• Records to use:

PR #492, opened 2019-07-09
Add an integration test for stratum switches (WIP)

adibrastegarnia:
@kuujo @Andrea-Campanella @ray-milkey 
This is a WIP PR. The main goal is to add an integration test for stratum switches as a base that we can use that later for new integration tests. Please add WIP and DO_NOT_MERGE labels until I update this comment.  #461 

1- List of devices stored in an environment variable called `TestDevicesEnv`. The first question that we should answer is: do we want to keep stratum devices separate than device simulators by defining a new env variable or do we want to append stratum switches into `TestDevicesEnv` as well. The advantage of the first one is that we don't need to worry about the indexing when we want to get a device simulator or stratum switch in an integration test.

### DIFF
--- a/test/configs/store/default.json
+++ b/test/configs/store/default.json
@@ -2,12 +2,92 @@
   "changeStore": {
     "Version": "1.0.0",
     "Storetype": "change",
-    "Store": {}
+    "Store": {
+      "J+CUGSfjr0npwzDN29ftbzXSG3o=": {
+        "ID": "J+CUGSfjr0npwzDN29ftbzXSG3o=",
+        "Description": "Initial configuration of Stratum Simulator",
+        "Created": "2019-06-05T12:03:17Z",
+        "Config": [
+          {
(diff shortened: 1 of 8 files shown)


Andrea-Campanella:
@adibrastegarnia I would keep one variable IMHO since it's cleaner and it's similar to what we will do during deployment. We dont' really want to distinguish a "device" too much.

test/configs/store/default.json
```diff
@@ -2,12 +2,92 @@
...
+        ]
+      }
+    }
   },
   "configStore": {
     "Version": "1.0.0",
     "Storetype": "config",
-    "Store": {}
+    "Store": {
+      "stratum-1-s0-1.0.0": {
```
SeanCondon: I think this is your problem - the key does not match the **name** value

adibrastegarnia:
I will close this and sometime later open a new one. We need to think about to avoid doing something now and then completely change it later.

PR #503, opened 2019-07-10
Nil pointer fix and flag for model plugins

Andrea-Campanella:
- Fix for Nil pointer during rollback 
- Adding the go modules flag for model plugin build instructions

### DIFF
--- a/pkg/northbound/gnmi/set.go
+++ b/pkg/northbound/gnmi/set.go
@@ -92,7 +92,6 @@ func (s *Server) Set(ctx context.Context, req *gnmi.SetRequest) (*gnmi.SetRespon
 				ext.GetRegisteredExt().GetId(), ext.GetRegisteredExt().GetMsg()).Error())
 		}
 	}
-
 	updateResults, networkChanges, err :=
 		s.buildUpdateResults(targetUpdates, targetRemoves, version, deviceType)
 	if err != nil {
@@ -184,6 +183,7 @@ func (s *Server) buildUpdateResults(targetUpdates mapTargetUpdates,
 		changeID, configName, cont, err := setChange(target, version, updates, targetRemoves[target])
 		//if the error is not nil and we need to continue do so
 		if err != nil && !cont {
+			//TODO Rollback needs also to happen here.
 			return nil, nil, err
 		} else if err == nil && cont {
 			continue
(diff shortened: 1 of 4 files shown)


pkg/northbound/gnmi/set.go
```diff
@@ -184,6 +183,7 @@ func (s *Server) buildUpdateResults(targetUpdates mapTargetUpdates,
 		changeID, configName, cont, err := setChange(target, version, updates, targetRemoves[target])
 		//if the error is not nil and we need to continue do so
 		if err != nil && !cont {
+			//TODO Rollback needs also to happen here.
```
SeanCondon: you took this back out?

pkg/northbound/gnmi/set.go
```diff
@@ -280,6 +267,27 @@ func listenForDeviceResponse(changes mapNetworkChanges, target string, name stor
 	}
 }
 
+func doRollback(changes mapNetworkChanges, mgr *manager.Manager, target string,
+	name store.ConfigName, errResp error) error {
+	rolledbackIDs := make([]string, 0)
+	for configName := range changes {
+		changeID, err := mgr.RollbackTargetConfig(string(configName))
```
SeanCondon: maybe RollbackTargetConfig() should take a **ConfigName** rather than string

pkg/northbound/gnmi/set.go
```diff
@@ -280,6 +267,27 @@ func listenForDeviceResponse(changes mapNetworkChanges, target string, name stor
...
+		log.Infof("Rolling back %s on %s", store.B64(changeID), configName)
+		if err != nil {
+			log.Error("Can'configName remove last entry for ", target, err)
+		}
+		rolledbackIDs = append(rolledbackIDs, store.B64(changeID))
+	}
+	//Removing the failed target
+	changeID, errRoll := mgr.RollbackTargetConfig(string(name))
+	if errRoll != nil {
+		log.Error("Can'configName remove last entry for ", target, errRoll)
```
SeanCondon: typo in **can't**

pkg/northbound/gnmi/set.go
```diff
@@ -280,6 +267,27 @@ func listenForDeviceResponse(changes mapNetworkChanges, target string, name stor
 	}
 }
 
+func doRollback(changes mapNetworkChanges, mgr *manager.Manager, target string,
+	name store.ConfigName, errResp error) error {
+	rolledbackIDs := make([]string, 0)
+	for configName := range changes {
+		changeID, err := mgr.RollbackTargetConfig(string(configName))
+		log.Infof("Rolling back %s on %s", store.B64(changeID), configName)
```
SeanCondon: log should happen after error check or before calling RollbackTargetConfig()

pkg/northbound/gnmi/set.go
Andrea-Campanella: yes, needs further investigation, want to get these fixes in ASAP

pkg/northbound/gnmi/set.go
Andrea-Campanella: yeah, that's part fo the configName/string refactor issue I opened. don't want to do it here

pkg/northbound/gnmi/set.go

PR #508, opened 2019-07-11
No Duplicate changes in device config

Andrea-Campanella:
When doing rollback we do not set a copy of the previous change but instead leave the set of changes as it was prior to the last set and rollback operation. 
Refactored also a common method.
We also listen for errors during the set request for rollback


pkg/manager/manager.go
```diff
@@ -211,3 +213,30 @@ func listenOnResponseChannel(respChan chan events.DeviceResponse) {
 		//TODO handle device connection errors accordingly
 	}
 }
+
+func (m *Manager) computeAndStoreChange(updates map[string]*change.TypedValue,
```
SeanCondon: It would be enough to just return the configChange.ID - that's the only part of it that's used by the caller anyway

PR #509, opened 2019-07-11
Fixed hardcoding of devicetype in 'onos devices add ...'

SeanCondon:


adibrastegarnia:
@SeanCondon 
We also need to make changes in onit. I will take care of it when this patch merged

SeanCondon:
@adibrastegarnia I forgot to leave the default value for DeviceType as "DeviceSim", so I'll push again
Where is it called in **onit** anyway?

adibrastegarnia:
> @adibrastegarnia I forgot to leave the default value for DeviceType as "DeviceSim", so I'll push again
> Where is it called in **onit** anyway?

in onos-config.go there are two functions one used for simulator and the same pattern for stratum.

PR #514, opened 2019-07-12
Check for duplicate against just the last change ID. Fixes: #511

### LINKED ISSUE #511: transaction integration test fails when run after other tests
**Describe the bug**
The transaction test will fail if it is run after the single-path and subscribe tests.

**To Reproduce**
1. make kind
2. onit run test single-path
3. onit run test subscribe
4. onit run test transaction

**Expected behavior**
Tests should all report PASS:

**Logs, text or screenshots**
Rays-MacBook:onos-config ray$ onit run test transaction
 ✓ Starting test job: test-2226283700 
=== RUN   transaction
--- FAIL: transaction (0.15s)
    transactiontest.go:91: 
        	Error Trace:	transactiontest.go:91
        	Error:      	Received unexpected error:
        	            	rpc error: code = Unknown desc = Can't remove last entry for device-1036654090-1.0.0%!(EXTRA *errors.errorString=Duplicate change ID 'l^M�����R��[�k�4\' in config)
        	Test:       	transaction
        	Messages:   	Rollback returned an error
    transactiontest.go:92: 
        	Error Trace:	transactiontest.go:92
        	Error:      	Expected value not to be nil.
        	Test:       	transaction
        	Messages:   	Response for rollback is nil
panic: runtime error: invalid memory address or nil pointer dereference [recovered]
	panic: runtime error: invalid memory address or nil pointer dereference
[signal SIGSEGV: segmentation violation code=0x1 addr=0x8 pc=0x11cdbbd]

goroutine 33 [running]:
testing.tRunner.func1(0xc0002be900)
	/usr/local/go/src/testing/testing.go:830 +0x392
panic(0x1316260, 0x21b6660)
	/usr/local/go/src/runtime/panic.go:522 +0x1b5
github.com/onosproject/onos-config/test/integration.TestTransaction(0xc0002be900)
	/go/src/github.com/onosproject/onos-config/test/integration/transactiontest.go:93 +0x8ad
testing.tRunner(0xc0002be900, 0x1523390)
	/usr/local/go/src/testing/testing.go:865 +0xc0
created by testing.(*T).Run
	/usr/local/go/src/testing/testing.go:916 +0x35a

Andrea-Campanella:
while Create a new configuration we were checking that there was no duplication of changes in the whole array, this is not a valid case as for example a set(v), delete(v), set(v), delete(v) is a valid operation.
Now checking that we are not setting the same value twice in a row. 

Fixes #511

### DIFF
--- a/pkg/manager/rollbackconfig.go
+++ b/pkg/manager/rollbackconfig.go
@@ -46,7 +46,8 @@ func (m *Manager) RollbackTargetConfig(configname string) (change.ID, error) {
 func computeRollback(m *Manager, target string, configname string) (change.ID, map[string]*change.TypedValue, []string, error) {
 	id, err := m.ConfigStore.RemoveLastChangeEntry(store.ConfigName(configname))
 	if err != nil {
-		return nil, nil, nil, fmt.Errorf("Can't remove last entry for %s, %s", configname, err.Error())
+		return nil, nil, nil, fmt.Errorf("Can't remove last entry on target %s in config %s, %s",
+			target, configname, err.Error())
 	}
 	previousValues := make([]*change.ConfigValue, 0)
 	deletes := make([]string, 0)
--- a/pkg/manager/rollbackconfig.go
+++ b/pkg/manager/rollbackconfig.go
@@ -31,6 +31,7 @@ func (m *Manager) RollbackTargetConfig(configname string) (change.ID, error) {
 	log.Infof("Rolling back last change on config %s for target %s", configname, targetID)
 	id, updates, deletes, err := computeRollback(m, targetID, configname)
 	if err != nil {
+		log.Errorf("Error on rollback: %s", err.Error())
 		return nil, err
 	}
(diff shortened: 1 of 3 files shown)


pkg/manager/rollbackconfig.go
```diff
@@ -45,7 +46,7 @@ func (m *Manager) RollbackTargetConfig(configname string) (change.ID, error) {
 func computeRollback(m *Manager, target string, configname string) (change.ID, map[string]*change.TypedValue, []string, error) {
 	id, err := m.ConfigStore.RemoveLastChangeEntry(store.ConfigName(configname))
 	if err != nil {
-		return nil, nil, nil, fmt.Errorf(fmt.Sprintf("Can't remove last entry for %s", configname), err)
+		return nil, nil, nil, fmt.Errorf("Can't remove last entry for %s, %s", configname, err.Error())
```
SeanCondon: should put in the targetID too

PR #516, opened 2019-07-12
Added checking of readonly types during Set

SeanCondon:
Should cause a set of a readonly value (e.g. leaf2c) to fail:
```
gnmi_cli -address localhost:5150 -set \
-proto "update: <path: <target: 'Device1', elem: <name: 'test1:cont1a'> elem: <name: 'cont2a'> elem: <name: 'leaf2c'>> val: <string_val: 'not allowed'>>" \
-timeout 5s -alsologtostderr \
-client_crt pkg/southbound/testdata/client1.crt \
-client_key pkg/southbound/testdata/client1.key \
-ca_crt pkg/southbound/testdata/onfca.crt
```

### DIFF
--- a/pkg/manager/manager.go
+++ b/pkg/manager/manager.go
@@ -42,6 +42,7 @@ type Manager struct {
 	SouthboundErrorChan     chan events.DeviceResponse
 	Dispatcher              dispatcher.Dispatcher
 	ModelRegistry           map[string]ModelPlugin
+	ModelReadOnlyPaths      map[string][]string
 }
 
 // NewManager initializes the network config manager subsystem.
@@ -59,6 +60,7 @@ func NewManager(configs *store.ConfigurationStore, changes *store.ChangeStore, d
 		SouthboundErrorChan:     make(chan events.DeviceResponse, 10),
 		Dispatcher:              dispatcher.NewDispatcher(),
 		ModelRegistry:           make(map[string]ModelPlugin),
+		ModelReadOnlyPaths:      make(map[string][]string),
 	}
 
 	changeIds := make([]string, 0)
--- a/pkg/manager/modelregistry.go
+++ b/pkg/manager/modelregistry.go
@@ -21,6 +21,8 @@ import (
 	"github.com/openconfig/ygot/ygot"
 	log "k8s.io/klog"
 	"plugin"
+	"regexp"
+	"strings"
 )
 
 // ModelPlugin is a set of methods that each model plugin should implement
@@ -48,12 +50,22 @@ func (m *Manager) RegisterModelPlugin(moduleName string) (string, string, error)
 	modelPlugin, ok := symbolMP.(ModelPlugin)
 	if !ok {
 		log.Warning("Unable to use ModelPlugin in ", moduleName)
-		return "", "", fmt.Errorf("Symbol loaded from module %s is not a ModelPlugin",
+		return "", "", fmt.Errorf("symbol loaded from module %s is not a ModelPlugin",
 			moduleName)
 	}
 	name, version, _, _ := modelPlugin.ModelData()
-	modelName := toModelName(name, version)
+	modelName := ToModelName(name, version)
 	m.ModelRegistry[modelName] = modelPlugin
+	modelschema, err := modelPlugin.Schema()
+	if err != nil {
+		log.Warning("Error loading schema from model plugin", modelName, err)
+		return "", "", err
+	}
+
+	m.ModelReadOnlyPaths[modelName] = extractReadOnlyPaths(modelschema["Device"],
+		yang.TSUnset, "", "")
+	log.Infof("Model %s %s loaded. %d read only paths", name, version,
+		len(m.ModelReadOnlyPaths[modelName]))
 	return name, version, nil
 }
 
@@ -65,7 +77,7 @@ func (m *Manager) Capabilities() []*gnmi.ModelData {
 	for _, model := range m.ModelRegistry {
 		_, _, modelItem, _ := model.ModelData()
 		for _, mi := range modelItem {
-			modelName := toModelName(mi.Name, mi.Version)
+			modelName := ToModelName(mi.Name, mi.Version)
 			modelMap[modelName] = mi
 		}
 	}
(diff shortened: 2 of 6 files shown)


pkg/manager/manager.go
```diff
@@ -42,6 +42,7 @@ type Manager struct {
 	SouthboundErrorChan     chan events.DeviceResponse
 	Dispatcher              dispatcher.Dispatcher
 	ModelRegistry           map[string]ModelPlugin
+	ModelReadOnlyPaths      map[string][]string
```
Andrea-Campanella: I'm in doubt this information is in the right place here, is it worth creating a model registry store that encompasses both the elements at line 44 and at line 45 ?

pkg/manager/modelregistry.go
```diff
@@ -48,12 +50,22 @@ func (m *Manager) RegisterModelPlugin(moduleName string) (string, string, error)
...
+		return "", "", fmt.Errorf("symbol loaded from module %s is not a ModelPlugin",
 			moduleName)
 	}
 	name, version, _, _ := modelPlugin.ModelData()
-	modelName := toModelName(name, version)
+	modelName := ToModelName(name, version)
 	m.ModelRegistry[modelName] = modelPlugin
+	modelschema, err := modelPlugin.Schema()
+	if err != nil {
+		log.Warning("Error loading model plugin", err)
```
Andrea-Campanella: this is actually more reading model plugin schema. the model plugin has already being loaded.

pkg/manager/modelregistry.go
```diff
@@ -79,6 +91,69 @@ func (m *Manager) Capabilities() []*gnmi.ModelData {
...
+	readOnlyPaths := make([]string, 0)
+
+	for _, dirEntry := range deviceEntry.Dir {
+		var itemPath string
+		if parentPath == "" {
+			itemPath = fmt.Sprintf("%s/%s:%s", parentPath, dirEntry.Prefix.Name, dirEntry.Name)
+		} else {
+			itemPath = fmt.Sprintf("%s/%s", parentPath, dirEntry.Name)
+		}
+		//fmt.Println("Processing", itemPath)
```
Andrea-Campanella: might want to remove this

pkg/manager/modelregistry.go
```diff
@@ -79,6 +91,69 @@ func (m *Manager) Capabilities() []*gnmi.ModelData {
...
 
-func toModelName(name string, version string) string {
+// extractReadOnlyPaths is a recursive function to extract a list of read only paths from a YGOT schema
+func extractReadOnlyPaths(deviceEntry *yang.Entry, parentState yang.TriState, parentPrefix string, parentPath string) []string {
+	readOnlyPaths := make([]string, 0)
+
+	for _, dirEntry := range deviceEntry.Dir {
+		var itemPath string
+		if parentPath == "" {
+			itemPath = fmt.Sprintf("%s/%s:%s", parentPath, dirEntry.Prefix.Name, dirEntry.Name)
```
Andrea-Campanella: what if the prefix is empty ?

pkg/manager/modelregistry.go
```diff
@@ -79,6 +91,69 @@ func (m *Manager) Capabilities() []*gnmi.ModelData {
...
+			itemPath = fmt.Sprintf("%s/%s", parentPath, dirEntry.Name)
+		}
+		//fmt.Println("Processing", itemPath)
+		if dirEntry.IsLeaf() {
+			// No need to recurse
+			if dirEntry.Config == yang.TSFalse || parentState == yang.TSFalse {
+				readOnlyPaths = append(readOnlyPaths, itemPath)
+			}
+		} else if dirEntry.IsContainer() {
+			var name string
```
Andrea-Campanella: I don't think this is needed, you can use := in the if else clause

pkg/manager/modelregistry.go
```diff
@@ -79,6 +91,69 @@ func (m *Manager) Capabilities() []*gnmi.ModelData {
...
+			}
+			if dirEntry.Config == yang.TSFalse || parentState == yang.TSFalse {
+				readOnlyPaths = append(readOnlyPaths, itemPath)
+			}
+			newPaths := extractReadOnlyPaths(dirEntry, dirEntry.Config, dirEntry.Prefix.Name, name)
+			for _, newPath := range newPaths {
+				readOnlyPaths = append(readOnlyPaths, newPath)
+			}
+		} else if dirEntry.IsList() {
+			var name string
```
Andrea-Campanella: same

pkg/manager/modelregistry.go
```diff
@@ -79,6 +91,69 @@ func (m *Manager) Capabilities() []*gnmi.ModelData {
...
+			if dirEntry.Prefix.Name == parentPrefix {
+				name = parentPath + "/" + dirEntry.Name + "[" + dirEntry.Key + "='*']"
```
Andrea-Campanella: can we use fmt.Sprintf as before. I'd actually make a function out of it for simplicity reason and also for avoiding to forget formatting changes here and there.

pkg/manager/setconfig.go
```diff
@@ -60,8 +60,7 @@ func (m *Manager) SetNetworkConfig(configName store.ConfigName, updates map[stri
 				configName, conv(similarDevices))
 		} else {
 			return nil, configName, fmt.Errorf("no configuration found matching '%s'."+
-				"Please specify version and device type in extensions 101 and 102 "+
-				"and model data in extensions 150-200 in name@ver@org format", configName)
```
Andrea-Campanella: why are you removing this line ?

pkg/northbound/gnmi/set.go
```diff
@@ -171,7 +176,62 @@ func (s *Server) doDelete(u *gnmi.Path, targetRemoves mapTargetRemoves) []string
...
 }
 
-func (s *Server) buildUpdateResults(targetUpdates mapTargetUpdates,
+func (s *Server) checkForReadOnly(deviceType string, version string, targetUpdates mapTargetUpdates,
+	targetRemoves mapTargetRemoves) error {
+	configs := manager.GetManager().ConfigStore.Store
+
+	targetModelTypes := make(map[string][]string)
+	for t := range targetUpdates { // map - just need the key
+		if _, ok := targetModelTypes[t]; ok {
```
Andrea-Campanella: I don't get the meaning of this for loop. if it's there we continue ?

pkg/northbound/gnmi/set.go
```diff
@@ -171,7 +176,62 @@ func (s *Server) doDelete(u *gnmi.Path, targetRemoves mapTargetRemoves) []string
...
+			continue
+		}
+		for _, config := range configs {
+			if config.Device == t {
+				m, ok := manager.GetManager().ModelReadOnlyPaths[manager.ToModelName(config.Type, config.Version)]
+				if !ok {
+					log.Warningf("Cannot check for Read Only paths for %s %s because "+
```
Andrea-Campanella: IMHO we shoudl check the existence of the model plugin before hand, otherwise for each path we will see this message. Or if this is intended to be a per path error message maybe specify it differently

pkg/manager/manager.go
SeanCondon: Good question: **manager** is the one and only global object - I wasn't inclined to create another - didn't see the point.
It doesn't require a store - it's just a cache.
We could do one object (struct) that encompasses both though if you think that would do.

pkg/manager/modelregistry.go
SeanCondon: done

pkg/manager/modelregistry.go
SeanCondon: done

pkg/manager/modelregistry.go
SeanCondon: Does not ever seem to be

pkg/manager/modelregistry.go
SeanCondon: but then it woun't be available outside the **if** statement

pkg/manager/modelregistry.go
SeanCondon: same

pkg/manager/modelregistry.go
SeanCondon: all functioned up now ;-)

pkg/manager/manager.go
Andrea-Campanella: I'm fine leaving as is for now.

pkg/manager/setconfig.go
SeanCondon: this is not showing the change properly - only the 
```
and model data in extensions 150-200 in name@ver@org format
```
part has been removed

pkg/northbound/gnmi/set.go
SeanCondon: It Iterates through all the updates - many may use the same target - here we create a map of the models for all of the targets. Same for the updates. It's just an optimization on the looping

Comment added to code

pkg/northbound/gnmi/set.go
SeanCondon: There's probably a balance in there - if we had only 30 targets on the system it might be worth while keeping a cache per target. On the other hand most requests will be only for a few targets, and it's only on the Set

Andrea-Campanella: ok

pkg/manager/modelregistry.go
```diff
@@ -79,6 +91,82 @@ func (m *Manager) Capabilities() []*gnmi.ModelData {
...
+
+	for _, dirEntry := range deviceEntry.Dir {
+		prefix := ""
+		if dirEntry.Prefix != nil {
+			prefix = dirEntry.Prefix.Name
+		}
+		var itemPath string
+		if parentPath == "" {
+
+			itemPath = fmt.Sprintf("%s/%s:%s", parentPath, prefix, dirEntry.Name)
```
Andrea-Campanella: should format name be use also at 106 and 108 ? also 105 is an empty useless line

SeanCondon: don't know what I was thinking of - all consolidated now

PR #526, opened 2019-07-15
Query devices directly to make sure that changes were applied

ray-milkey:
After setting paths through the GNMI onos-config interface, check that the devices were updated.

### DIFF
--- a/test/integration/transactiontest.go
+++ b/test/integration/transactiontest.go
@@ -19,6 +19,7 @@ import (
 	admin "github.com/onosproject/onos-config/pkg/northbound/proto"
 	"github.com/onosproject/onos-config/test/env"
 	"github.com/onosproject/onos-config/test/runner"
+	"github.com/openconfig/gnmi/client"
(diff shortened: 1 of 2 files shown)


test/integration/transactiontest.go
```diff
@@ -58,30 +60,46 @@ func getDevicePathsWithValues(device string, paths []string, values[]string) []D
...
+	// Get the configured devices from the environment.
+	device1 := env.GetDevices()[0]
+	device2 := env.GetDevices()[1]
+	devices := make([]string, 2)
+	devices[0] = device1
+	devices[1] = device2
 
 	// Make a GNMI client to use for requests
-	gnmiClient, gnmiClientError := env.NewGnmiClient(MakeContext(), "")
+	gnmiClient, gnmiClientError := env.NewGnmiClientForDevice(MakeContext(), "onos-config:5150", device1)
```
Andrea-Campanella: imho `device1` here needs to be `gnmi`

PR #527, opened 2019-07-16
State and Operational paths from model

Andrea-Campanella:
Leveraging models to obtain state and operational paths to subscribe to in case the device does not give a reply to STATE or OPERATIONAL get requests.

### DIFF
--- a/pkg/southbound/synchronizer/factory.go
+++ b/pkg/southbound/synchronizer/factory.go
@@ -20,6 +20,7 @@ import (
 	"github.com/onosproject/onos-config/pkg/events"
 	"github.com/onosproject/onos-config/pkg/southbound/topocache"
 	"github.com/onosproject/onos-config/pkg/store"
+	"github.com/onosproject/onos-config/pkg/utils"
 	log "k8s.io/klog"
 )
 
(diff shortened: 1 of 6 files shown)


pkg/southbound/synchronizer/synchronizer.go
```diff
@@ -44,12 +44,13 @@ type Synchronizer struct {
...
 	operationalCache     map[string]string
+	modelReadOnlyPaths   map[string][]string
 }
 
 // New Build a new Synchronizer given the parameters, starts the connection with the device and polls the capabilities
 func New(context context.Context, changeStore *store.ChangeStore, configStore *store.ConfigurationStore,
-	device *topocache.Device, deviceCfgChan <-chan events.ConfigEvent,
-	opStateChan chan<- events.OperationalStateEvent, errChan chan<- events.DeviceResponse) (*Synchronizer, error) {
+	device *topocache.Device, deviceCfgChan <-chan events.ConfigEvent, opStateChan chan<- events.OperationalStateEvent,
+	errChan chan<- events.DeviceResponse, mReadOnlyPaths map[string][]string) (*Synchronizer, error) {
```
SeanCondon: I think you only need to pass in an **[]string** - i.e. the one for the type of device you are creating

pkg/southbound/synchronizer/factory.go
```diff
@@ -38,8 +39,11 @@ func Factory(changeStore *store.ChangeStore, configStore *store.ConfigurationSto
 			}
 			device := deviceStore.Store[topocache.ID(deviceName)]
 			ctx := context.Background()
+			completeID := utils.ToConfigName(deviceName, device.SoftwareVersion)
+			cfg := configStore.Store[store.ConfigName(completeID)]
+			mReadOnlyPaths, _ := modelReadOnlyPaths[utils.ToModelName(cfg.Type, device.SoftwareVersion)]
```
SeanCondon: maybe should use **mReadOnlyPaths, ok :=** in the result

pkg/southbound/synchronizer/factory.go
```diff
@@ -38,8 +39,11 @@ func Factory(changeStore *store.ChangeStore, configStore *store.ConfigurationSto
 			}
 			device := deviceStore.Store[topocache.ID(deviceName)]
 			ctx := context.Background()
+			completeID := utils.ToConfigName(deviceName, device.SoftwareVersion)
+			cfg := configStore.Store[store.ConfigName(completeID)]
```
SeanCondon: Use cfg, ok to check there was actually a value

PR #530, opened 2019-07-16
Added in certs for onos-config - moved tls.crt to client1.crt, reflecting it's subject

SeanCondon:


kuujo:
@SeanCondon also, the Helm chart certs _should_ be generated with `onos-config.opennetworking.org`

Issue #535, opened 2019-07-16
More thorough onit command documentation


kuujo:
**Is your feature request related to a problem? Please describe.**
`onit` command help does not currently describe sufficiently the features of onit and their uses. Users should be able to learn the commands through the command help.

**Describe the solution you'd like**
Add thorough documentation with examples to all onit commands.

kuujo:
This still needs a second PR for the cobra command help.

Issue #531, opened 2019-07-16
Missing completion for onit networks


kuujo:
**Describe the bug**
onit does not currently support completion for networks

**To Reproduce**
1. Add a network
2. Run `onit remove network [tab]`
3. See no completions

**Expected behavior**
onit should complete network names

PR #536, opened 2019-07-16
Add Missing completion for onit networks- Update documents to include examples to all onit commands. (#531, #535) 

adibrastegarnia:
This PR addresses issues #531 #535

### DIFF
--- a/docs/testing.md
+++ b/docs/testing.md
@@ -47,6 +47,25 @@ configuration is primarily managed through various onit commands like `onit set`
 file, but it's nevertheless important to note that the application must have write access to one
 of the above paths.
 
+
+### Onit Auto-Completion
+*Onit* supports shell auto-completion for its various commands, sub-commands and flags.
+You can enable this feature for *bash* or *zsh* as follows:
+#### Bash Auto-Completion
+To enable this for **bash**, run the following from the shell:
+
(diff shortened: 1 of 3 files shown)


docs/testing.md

• Exercise details: Reproduce, exactly and without additions, the run of lines from the start of the listing above to the line bearing "This is a WIP", inclusive.

• Task result:
PR #492, opened 2019-07-09
Add an integration test for stratum switches (WIP)

adibrastegarnia:
@kuujo @Andrea-Campanella @ray-milkey 
This is a WIP PR. The main goal is to add an integration test for stratum switches as a base that we can use that later for new integration tests. Please add WIP and DO_NOT_MERGE labels until I update this comment.  #461 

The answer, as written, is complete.